Dataset entries
◆ ◆ ◆ ◆
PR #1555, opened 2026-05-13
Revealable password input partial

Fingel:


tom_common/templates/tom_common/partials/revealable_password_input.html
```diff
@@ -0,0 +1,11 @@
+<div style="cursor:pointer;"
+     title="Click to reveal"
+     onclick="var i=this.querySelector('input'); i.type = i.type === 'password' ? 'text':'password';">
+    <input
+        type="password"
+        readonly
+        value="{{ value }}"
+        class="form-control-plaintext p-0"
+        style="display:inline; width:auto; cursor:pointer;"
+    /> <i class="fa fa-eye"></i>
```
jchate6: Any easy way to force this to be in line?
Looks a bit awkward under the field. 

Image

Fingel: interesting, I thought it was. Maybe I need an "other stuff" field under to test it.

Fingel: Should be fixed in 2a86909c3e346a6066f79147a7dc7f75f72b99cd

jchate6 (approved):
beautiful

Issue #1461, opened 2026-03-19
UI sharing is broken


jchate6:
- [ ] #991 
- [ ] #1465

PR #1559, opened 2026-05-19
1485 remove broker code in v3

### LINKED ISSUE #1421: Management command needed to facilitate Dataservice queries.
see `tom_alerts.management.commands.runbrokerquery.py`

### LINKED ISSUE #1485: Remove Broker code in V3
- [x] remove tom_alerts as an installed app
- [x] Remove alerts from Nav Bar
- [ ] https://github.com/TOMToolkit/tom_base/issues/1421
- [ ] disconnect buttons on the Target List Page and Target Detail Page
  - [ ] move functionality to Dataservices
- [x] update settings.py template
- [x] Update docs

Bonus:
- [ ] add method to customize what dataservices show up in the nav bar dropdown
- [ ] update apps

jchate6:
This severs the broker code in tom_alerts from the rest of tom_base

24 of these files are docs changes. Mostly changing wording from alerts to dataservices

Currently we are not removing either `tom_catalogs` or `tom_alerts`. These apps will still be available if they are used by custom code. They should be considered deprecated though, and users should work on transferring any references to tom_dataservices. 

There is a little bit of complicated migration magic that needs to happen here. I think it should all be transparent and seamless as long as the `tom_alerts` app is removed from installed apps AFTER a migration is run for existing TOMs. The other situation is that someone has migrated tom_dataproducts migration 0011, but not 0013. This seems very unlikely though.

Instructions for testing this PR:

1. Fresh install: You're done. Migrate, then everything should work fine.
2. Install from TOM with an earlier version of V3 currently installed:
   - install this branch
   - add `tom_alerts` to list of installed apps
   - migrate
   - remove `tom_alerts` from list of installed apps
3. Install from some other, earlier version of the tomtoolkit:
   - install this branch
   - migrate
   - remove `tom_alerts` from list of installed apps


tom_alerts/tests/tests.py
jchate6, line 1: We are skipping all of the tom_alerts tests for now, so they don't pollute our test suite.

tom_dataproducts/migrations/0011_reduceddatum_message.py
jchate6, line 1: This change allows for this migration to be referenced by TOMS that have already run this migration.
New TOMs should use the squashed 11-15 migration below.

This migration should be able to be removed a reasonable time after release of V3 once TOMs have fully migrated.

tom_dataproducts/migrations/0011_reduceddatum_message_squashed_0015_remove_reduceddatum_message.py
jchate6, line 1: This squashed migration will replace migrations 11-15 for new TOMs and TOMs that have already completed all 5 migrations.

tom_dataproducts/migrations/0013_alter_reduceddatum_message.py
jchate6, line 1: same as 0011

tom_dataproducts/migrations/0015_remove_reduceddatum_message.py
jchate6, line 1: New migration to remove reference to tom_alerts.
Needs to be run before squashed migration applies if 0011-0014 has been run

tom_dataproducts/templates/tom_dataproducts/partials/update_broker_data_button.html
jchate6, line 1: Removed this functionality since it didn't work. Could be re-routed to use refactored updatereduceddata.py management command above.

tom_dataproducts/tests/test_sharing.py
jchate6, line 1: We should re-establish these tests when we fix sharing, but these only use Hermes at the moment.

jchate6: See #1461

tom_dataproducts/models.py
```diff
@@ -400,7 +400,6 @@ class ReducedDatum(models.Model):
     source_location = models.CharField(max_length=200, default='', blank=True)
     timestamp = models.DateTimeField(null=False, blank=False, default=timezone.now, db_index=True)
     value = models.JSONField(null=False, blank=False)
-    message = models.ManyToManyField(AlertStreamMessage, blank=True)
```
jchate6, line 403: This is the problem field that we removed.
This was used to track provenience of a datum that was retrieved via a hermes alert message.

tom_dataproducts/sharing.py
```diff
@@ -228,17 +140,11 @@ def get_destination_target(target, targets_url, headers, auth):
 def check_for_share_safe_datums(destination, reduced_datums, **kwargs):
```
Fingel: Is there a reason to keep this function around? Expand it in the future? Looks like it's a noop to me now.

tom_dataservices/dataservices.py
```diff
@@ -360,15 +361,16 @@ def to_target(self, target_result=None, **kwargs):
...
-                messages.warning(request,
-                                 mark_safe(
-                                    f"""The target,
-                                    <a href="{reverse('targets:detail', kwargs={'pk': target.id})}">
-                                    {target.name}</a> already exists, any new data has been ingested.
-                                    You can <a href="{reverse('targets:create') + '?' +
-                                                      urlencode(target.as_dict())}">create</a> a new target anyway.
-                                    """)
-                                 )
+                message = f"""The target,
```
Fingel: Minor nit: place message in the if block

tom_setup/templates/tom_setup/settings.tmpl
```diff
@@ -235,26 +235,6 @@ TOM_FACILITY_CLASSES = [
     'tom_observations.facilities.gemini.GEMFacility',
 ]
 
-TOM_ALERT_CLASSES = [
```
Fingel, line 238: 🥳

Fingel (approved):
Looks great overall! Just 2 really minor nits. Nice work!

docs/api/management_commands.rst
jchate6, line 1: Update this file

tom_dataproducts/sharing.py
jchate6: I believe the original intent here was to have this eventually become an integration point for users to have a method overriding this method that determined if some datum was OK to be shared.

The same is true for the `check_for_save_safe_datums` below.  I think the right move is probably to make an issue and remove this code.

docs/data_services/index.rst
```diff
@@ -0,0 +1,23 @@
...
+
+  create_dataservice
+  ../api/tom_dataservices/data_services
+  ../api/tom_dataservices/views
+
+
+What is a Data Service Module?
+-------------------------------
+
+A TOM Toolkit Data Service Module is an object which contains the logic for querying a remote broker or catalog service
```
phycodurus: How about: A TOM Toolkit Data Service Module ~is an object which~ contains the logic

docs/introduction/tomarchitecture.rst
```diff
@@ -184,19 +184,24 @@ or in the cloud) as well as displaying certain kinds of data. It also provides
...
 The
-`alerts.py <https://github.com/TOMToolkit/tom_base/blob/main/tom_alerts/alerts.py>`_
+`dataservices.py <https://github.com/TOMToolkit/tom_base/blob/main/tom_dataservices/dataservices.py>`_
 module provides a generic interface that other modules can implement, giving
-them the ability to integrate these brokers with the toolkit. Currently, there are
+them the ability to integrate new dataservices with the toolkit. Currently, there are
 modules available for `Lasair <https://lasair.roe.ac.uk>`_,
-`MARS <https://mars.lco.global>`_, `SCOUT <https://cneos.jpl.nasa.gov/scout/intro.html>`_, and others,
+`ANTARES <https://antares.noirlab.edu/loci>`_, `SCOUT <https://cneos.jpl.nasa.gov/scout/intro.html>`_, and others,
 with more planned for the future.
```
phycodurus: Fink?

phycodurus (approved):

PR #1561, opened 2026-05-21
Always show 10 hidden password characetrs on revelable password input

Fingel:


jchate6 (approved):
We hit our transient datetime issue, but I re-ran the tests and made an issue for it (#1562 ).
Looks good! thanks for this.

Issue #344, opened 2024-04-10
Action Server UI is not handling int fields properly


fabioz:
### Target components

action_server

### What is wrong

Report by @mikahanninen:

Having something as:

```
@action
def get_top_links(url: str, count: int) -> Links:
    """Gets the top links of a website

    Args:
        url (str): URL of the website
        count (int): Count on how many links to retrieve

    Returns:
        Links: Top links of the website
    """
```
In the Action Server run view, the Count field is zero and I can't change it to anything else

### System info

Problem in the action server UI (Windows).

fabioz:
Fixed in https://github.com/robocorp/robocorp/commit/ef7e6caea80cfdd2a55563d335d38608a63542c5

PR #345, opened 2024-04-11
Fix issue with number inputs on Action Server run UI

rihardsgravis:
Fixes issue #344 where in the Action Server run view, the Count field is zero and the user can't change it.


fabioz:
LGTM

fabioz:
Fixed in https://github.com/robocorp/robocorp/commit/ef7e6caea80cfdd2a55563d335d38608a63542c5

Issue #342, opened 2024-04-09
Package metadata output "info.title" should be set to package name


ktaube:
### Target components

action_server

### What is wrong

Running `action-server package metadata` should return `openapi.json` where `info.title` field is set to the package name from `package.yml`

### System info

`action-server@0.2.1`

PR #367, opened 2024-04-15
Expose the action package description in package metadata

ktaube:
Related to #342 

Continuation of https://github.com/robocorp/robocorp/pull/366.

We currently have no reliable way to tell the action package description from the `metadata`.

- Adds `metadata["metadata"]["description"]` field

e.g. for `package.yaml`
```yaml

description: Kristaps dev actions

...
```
◆ ◆ ◆ ◆
# Assignment:
Look through the data above for the string "contains" and copy every line where it appears.

# Response:
+A TOM Toolkit Data Service Module is an object which contains the logic for querying a remote broker or catalog service
phycodurus: How about: A TOM Toolkit Data Service Module ~is an object which~ contains the logic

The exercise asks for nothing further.